23、それからの結末を、少し
本編に入れられなかった、蛇足的な、説明的な、そんな感じの最終話。
それからの結末を、少しだけ。
ジークの後に王子様を継いだのは、ジークの弟だった。
魔法によって、ジークという存在がなくなってしまった今、それが自然な流れだったのだろう。
ジークは自分が消えた後のことも考えて、結構強引な政治改革をしていたらしいと後からエンドさんに教えられた。
家族にも存在を忘れられてしまって悲しいねと伝えると、ジークは酷く冷めた表情で大したことないと言っていた。
私にはとても悲しいことのように思えたけど、それは私が悲しむことではないから、そっと心にしまった。
私も、元の世界の「存在」を失ってしまっているためか、もう家族のことも友だちのことも、もう思い出せない。自分の名前に関しては、この世界に来たときから完璧に忘れてしまっていて今では「マナ」だけが私の名前だ。
元の世界を懐かしいとは思わない。元々、自分で捨てた世界だ。未練なんてない。
でも、ジークは私が元の世界を捨ててしまったことについては罪悪感があるみたいだった。それこそ、余計なお世話って話だと思う。まぁ、少しずつ分かっていってもらえばいいんだろう。時間は沢山あるんだ。
ワールズへの正式な入国が認められた後、ジークは魔法学校で学び、最短の三年で卒業した。
そして卒業後は魔法使いとして認められ、上位魔法使いにしか与えられない「色」も賜ったそうだ。
私と言えば、ジークが魔法学校に入学したと同時に、一緒に入学して魔法について学ぶことにした。とはいえ、魔力のない私は魔道士の学科に配置された。
魔道士の学科は、研究が主だったから、私は自分の出生を隠しつつ異世界召喚についての研究をした。
禁術なのに研究してもいいの?って最初は不思議だったけど、これをやり遂げられる人は滅多にいないってのがよく分かったから納得した。

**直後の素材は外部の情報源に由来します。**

PR #505, opened 2025-03-28
fix: make path matching regex compatible with root paths ('/')

aduane:
https://canvasmedical.atlassian.net/browse/KOALA-2742

Recent changes to SimpleAPI path parameters broke my SimpleAPI handler.

A simplified version of my handler:

```python
class CoolApp(SimpleAPI):
    @api.get("/")
    def index(self) -> list[Response | Effect]:
        return [
            HTMLResponse(
                render_to_string("static/index.html"),
                status_code=HTTPStatus.OK,
            )
        ]

    @api.get("/main.js")
    def get_main_js(self) -> list[Response | Effect]:
        return [
            Response(
                render_to_string("static/main.js").encode(),
                status_code=HTTPStatus.OK,
                content_type="text/javascript",
            )
        ]
```

Before, requests to `GET /main.js` returned the javascript as expected, and `GET /` returned the html as expected.
After the change, requests to `GET /main.js` returned the html (and the `GET /` continued to return the html).

The changes in this PR add beginning (`^`) and end (`$`) anchors to the regex used to match paths so paths defined for `/` don't match all other paths. When comparing, query parameters are ignored.

I include an additional parameterized test for this case, which failed without my change and passes with it.

### DIFF
--- a/canvas_sdk/handlers/simple_api/api.py
+++ b/canvas_sdk/handlers/simple_api/api.py
@@ -296,10 +296,7 @@ class SimpleAPIBase(BaseHandler, ABC):
         self._path_pattern = None
         self._handler = None
         for path_pattern, handler in self._ROUTES.get(self.event.context["method"], ()):
-            request_path = self.event.context["path"]
-            if "?" in request_path:
-                request_path = request_path.split("?")[0]
-            if path_pattern.fullmatch(request_path):
+            if path_pattern.fullmatch(self.event.context["path"]):
                 self._path_pattern = path_pattern
                 self._handler = handler
                 break
--- a/canvas_sdk/handlers/simple_api/api.py
+++ b/canvas_sdk/handlers/simple_api/api.py
@@ -162,7 +162,7 @@ class Request:
         self._body = event.context["body"]
         self.headers = CaseInsensitiveMultiDict(separate_headers(event.context["headers"]))
 
-        match = path_pattern.match(event.context["path"])
+        match = path_pattern.fullmatch(event.context["path"])
         self.path_params = match.groupdict() if match else {}
 
         self.query_params = MultiDict(parse_qsl(self.query_string))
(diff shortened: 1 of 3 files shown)


canvas_sdk/handlers/simple_api/api.py
```diff
@@ -296,7 +296,10 @@ def __init__(self, *args: Any, **kwargs: Any) -> None:
         self._path_pattern = None
         self._handler = None
         for path_pattern, handler in self._ROUTES.get(self.event.context["method"], ()):
-            if path_pattern.match(self.event.context["path"]):
+            request_path = self.event.context["path"]
+            if "?" in request_path:
+                request_path = request_path.split("?")[0]
```
csande, line 301: Have you seen a `?` in a path? If so, that wasn't the intent, because Django provides the path and query string as separate values. If you are seeing this, I'd recommend we address that with a home-app change.

canvas_sdk/handlers/simple_api/api.py
```diff
@@ -296,7 +296,10 @@ def __init__(self, *args: Any, **kwargs: Any) -> None:
...
+            if path_pattern.match(request_path):
```
csande, line 302: Using `fullmatch` instead of `match` also takes care of the problem, and is the method I should have used in the first place.

Using `fullmatch` rather than `^$` probably makes little difference, but they did provide a rationale for its existence when it was released in 3.4: https://docs.python.org/3/whatsnew/3.4.html#re

Basically, the purpose of it is to allow for codifying the desire to fully match the string in the function name rather than in the regex.

canvas_sdk/tests/handlers/test_simple_api.py
```diff
@@ -510,12 +510,14 @@ def route(self) -> list[Response | Effect]:
 @pytest.mark.parametrize(
     argnames="path_pattern1,path_pattern2,path,expected_body",
     argvalues=[
+        ("/", "/path.js", "/prefix/path.js", {"handler_method": "second"}),
```
csande, line 513: My only quibble with this test case is that it's not testing a pattern, which is the intent of this particular test.

I have an idea of how to flex this in `test_request_routing_api`, which I think would be a better place for this.

canvas_sdk/handlers/simple_api/api.py
csande: Confirmed that home-app does not send the query string as part of the path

こんなに面倒で魔力消費が酷くて、制約が多い魔法なんて滅多にない。
だから、これをやり遂げたジークはやっぱりすごいなってビックリしたんだっけ。
私は、このまま学園で研究を続けたかったのだけど、ジークの卒業と同時に私も卒業を余儀なくされ、今は学院生として自宅での自己満足的な研究をちまちまとしている。
ジークは卒業後は、ワールズの魔法使いとして国内外で活躍している。ただ、仕事にケチつけたり、規定業務時間を短縮しまくって、よくエンドさんに説教されているらしいけど、本人は知らん顔だ。
あれからけっこう経つけど、未だに世界の理とやらに消されず、二人とも無事に暮らしている。
それを考えると、エンドさんと、あの奇麗な少年には感謝の気持ちでいっぱいだ。
そう言うと、エンドさんは酷く怒るからあまり言わないようにしているんだけどね。
人魚姫みたいに執着心バリバリで執念深かった私とジークは、誰かの思いとか願いとかを踏みにじって、知らんふりをして、ようやくここまで来た。
私たちが願うのは、傍にいることと互いの幸せだけ。
だって、私たちには、もうそれだけしか残されていないから。
他の選択肢なんて選べないほどに、幸せな幸せな結末。
だから、私たちの物語は、どこまでいってもハッピーエンドでしかない。
人魚姫みたいに泡になっても愛おしい人の傍にいられるんだから。
「マナが泡になるときは、俺も泡になって傍にいるからね 」
「もー!!また、勝手に頭のなか読んだでしょー!! 」
「だって、なんか幸せそうな顔しているから、俺のこと考えていると思って 」
「なんか、それ、すっごく悔しいんだけどー!! 」
そうして、私たちは静かに世界から忘れ去られていくのだろう。
願ったように、そっと寄り添いながら密やかに幸せに暮らしていくのだ。
幸せな結末を、大切に抱きしめながら。
END
ようやくエンドマークをつけることができました。
自分の至らなさを痛感した物語となりました。
結末については、どうかご容赦くださいませ。
完結できたのは、お気に入り登録やメッセージのおかげです。
最後までお付き合いくださり、本当にありがとうございました。